One boy spoke first, describing his theory of why a certain character in the play was acting as he did, and I noticed something right away that was surprising. He was not talking to the teacher; he had heard her question, but was addressing his fellow students with his comment. Almost immediately, a girl in the group began to respond, acknowledging his point but then suggesting a different way of looking at it; she spoke directly to him, cited the reasons he had cited, and then interpreted them in a different way. Before I knew it, the group was in a lively conversation. No hands were raised to request the teacher's permission to speak. I lost myself in the conversation, laughing with the students as they imagined and joked about why the characters acted as they did, following debates that emerged with interest. 

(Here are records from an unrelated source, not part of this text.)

PR #2551, opened 2026-05-06
fix: error severity for invalid FC state -> reset

meyer9:
Change the error severity for an invalid forkchoice state error to Reset so the engine resets if we get this error. This matches `SynchronizationTask` and `op-node` behavior.

Disables flaky test `test_online_discv5_driver_bootstrap_mainnet`.

### DIFF
--- a/crates/consensus/disc/src/driver.rs
+++ b/crates/consensus/disc/src/driver.rs
@@ -475,6 +475,7 @@ mod tests {
     }
 
     #[tokio::test]
+    #[ignore = "flaky: depends on live mainnet bootstrap nodes responding"]
     async fn test_online_discv5_driver_bootstrap_mainnet() {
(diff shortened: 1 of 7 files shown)


refcell (commented):
Took an initial pass and this LGTM

crates/consensus/disc/src/driver.rs
```diff
@@ -475,6 +475,7 @@ mod tests {
     }
 
     #[tokio::test]
+    #[ignore = "flaky: depends on live mainnet bootstrap nodes responding"]
```
meyer9, line 478: This is failing rn, will open an issue to fix this flake in a forward PR.

meyer9: https://github.com/base/base/issues/2552

refcell (approved):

Throughout all of this, the teacher was following the conversation closely, but she only spoke a few times. Once she nudged a student who had spoken little for his viewpoint; another time, she prompted the class to go deeper by asking a question that linked this part of the play with broader themes in our lives today. Once she reminded a student to cite evidence - in this case, the specific lines of the play - when he was making a point. In total, she spoke about 5 minutes in the course of an hour, making small but important adjustments to what was easily the best conversation of Shakespeare I've seen among students or adults alike.

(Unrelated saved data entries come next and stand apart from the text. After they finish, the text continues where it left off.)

PR #2573, opened 2026-05-08
fix(engine): validate Isthmus withdrawals with overlay state

mw2000:
## Summary
- Validate Isthmus withdrawals roots against the in-memory-aware parent state provider used by engine-tree execution.
- Remove the silent success path when the legacy payload validator cannot load parent state for Isthmus validation.

## Test plan
- `RISC0_SKIP_BUILD_KERNELS=1 BASE_SUCCINCT_ELF_STUB=1 cargo check -p base-node-core -p base-engine-tree`

### DIFF
--- a/Cargo.lock
+++ b/Cargo.lock
@@ -3897,6 +3897,7 @@ dependencies = [
  "alloy-primitives",
  "alloy-rpc-types-engine",
  "alloy-rpc-types-eth",
+ "base-common-chains",
  "base-common-consensus",
  "base-common-evm",
  "base-common-flashblocks",
--- a/Cargo.lock
+++ b/Cargo.lock
@@ -3898,7 +3898,6 @@ dependencies = [
  "alloy-primitives",
  "alloy-rpc-types-engine",
  "alloy-rpc-types-eth",
- "base-common-chains",
  "base-common-consensus",
  "base-common-evm",
  "base-common-flashblocks",
--- a/Cargo.lock
+++ b/Cargo.lock
@@ -3890,6 +3890,7 @@ dependencies = [
 name = "base-engine-tree"
 version = "0.0.0"
 dependencies = [
+ "alloy-chains",
  "alloy-consensus",
  "alloy-eip7928",
  "alloy-eips",
@@ -3913,6 +3914,7 @@ dependencies = [
  "reth-chain-state",
  "reth-chainspec",
  "reth-consensus",
+ "reth-db-common",
  "reth-engine-primitives",
  "reth-engine-tree",
  "reth-errors",
--- a/crates/execution/engine-tree/Cargo.toml
+++ b/crates/execution/engine-tree/Cargo.toml
@@ -31,6 +31,7 @@ reth-primitives-traits.workspace = true
 reth-engine-primitives.workspace = true
 reth-payload-primitives.workspace = true
 base-execution-chainspec.workspace = true
+base-common-chains.workspace = true
 base-common-consensus = { workspace = true, features = ["reth"] }
 
 revm.workspace = true
--- a/crates/execution/engine-tree/Cargo.toml
+++ b/crates/execution/engine-tree/Cargo.toml
@@ -31,7 +31,6 @@ reth-primitives-traits.workspace = true
 reth-engine-primitives.workspace = true
 reth-payload-primitives.workspace = true
 base-execution-chainspec.workspace = true
-base-common-chains.workspace = true
 base-common-consensus = { workspace = true, features = ["reth"] }
 
 revm.workspace = true
--- a/crates/execution/engine-tree/Cargo.toml
+++ b/crates/execution/engine-tree/Cargo.toml
@@ -53,9 +53,12 @@ derive_more.workspace = true
 crossbeam-channel.workspace = true
 
 [dev-dependencies]
+alloy-chains.workspace = true
 reth-chainspec.workspace = true
+reth-db-common.workspace = true
 reth-storage-errors.workspace = true
 alloy-rpc-types-eth.workspace = true
+base-common-rpc-types.workspace = true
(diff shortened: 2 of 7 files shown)


cb-heimdall:
<table>
<tr>
<th>Requirement</th>
<th>Status</th>
<th>More Info</th>
</tr>
<tr>
<td>Reviews</td>
<td>
🟡
<code>0/1</code>
</td>
<td>
<details>
<table>
<tr>
<td>
<details>
<table>
<tr>
<td>0</td>
</tr>
<tr>
<td>0</td>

So, what is the magic of the Harkness method, or a great seminar in general? First, they've experimented to find what they feel is the ideal size, and believe that 12 students around one table is perfect: enough diversity of viewpoints and personalities, small enough that everyone can speak, and no one can hide anonymously in the group (they even have what they believe are the perfect dimensions of the table!). Second, they've understood that to teach meaningful intellectual discourse, students have to address each other, not refer back to the teacher with every point and question. As part of this, students learn to cite evidence, always backing up their points. Finally, they've incorporated an element of social-emotional intelligence. They have a theme called "spreading the conversation," teaching students to be on guard against dominating the conversation, and engaging others who may be more hesitant to jump into the fray. 

I walked away struck by how powerful seminar experiences could be. The students were evolving and strengthening their ideas, drawing from evidence; they were motivated to prepare well in order to be ready to participate among their peers;  they were developing social and emotional intelligence by observing the conversation from a group perspective. Clearly, both this teacher and the school culture as a whole had carefully prepared them for this level of conversation. I came away feeling that for seminars to work this well, it has to build on a school-wide commitment to authentic inquiry. If you can build that base, as we hope to at Millennium, then the Harkness method offers a time-tested methodology to explore advanced academic material, while inviting students to understand how they relate to it personally.